As a sidebar, the working set for the W3WP (IIS Worker process) tends to get between 800-900MB before it gives an out of memory exception. I’ve seen processes (with very good memory allocation) drive the W3WP to over 1.3GB before it finally gave up and gave an out of memory exception. Based on what you’ve seen above what does this mean? It means that working set for the IIS worker process represents roughly half of the virtual bytes that are allocated.

You may have 8GB of physical RAM available and 1TB of disk space. You may actually have tons of space in memory that’s become fragmented because of references to COM objects and other non-.NET code who’s memory allocation can’t be moved. However, if you reach 2GB of allocations (without the /3GB switch to allow the process 3GB of address space) and ask for one more thing – it is game over.

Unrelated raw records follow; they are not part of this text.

PR #558, opened 2024-12-14
fix(luasnip): include global snippets

stevenxxiu:
Global snippets have the special filetype `all`. See <https://github.com/L3MON4D3/LuaSnip/blob/v2.3.0/DOC.md#adding-snippets>.


stevenxxiu:
Ah I didn't see the recent #546.

PR #562, opened 2024-12-14
fix: documentation.value can be nil

agriffis:
Avoid throwing an error when `documentation.value` is nil.

### DIFF
--- a/lua/blink/cmp/lib/window/docs.lua
+++ b/lua/blink/cmp/lib/window/docs.lua
@@ -12,8 +12,8 @@ function docs.render_detail_and_documentation(bufnr, detail, documentation, max_
   if detail and detail ~= '' then detail_lines = docs.split_lines(detail) end
 
   local doc_lines = {}
-  if documentation ~= nil then
-    local doc = type(documentation) == 'string' and documentation or documentation.value
+  local doc = type(documentation) == 'table' and documentation.value
+  if doc ~= nil then
     doc_lines = docs.split_lines(doc)
     -- if type(documentation) ~= 'string' and documentation.kind == 'markdown' then
     --   -- if the rendering seems bugged, it's likely due to this function


agriffis:
@Saghen Oh, this PR wasn't purely speculative. I keep running into this:

```
Error executing vim.schedule lua callback: ...re/nvim/lazy/blink.cmp/lua/blink/cmp/lib/window/docs.lua:240: attempt to index local 'text' (a nil value)                                                                                
stack traceback:                                                                                                                                                                                                                       
        ...re/nvim/lazy/blink.cmp/lua/blink/cmp/lib/window/docs.lua:240: in function 'split_lines'                                                                                                                                     
        ...re/nvim/lazy/blink.cmp/lua/blink/cmp/lib/window/docs.lua:17: in function 'render_detail_and_documentation'                                                                                                                  
        ...k.cmp/lua/blink/cmp/completion/windows/documentation.lua:71: in function 'fn'                                                                                                                                               
        ...al/share/nvim/lazy/blink.cmp/lua/blink/cmp/lib/async.lua:86: in function 'cb'                                                                                                                                               
        ...al/share/nvim/lazy/blink.cmp/lua/blink/cmp/lib/async.lua:44: in function 'cb'                                                                                                                                               
        ...al/share/nvim/lazy/blink.cmp/lua/blink/cmp/lib/async.lua:44: in function 'resolve'                                                                                                                                          
        ...zy/blink.cmp/lua/blink/cmp/sources/lib/provider/init.lua:133: in function <...zy/blink.cmp/lua/blink/cmp/sources/lib/provider/init.lua:133>
```

The problem is coming from this configuration which I'm attempting in LazyVim:

```
  {
    'saghen/blink.cmp',
    optional = true,
    dependencies = { 'PaterJason/cmp-conjure', 'saghen/blink.compat' },
    opts = {
      sources = {
        compat = { 'conjure' },
        providers = { conjure = { kind = 'Conjure' } },
      },
      appearance = { kind_icons = { Conjure = '🪄' } },
    },
  },
```

Full disclosure, my attempted fix in this PR didn't actually work. I had to additionally check that `doc` was a string, rather than just that it was non-nil. I don't pretend to know what's going on here. 😂

So my "working" version looks like this:

```
  local doc = type(documentation) == 'table' and documentation.value
  if type(doc) == 'string' then
```

but of course the problem actually comes from `cmp-conjure` which I'm loading as a compat provider.

agriffis:
Oh, right, I see the bug in my original "fix." I forgot to retain `documentation` if it's not a table. Lua language woes.

```
local doc = type(documentation) == `table` and documentation.table or documentation
if doc ~= nil then
```

agriffis:
I inserted some debugging:

```
  local doc = type(documentation) == 'table' and documentation.value or documentation
  print('DOC\n' .. vim.inspect(doc))
```

and got this:

```
DOC
{
  kind = "plaintext"
}
```

so apparently `documentation.value` is a nested table.

Saghen:
That sounds like a bug in `cmp-conjure` since they're not respecting the types

PR #574, opened 2024-12-15
fix(completion): disable in prompt buffers

soifou:
Fixes a regression where the completion list was incorrectly enabled in
prompt buffers.


folke:
damn, sorry about that :)

PR #577, opened 2024-12-15
fix: re-disable in buffers where b:completion is false

b0o:
Fixes logic from #574 for when `b:completion` is false. Also updated example configuration in `README.md`.

### DIFF
--- a/README.md
+++ b/README.md
@@ -263,10 +263,14 @@ MiniDeps.add({
   keymap = { preset = 'default' },
 
   -- Enables keymaps, completions and signature help when true
-  enabled = function() return vim.bo.buftype ~= "prompt" end,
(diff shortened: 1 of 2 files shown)


Saghen:
I ought to have looked more carefully, sorry about that. Would this be functionally equivalent to the original code? `return vim.bo.buftype ~= 'prompt' and vim.b.completion ~= false`

Saghen:
Revert the commit on main, thanks!

b0o:
Ah, you're right. I'm not sure why @soifou was experiencing the issue, as the original logic does seem correct (tested in a `prompt` buffer and a `b:completion = false` buffer).

soifou:
I'm sorry guys, I mixed up 'nofile' and 'prompt' buffers... I was suprised that editing a `DressingInput` trigger the completion list.

PR #594, opened 2024-12-16
fix(luasnips): "snippets" added twice

kunzaatko:
- **fix(luasnip): "snippets" added twice... Change to "autosnippets"**

Fixes comment in #546


kunzaatko:
This is already fixed it seems...

PR #1903, opened 2025-06-12
fix: skip useless redraws when not running in Neovide

dmitmel:
This is a follow-up to #1582. As far as I understand correctly, `nvim__redraw` is necessary to flush the changes to the neovim UI grid, which does not result in an immediate update if rendering is temporarily suspended by Neovide, but in all other types of UI this does result in an immediate redraw, such as when selecting different completion items with CTRL-N/CTRL-P. Compare:

**without my PR:**

https://github.com/user-attachments/assets/951e04c7-312e-4848-8a7d-0046d49a856c

**with this PR:**

https://github.com/user-attachments/assets/52edfc5c-15a2-467e-b18b-9f6d04902412

I was able to notice this because my statusline shows when I am in the popup completion mode (i.e. when `mode(1)` returns `ic`, `ix` or similar), but also, notice that the cursor quickly jumps around in the inserted line. Also, I am pretty sure that the function `utils.defer_neovide_redraw` is supposed to go in `utils.lua`, not `text_edits.lua`.

### DIFF
--- a/lua/blink/cmp/lib/text_edits.lua
+++ b/lua/blink/cmp/lib/text_edits.lua
@@ -394,25 +394,6 @@ function text_edits.write_to_dot_repeat(text_edit)
   end)
 end
 
---- Disable redraw in neovide for the duration of the callback
---- Useful for preventing the cursor from jumping to the top left during `vim.fn.complete`
---- @generic T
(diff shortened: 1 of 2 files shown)


saghen:
Thank you!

So what do you do if you have this situation happen to you? There are a few things I’d recommend:

  1. If you’re using an object that implements IDisposable and you’re not calling the .Dispose() method – do it.
  2. If you’re using a disposable object and not doing the dispose via a using () { } or a try { } catch {} finally {} block – do it. If you get an exception inside of a method that doesn’t use one of these two techniques the .Dispose() method won’t get called – if you do have an exception in either of these cases the .Dispose() will still get called.
  3. If you open any kind of a resource make sure you close it. Whether it’s a TCP/IP port, a SQL connection, or anything else, they’re going to get pinned in memory and need a finalizer … try to take care of that yourself.
  4. Get a dump of your process and look at what objects are in memory. You can do this without a ton of knowledge about debuggers. (Production Debugging for .NET Framework Applications will get you at least this far.)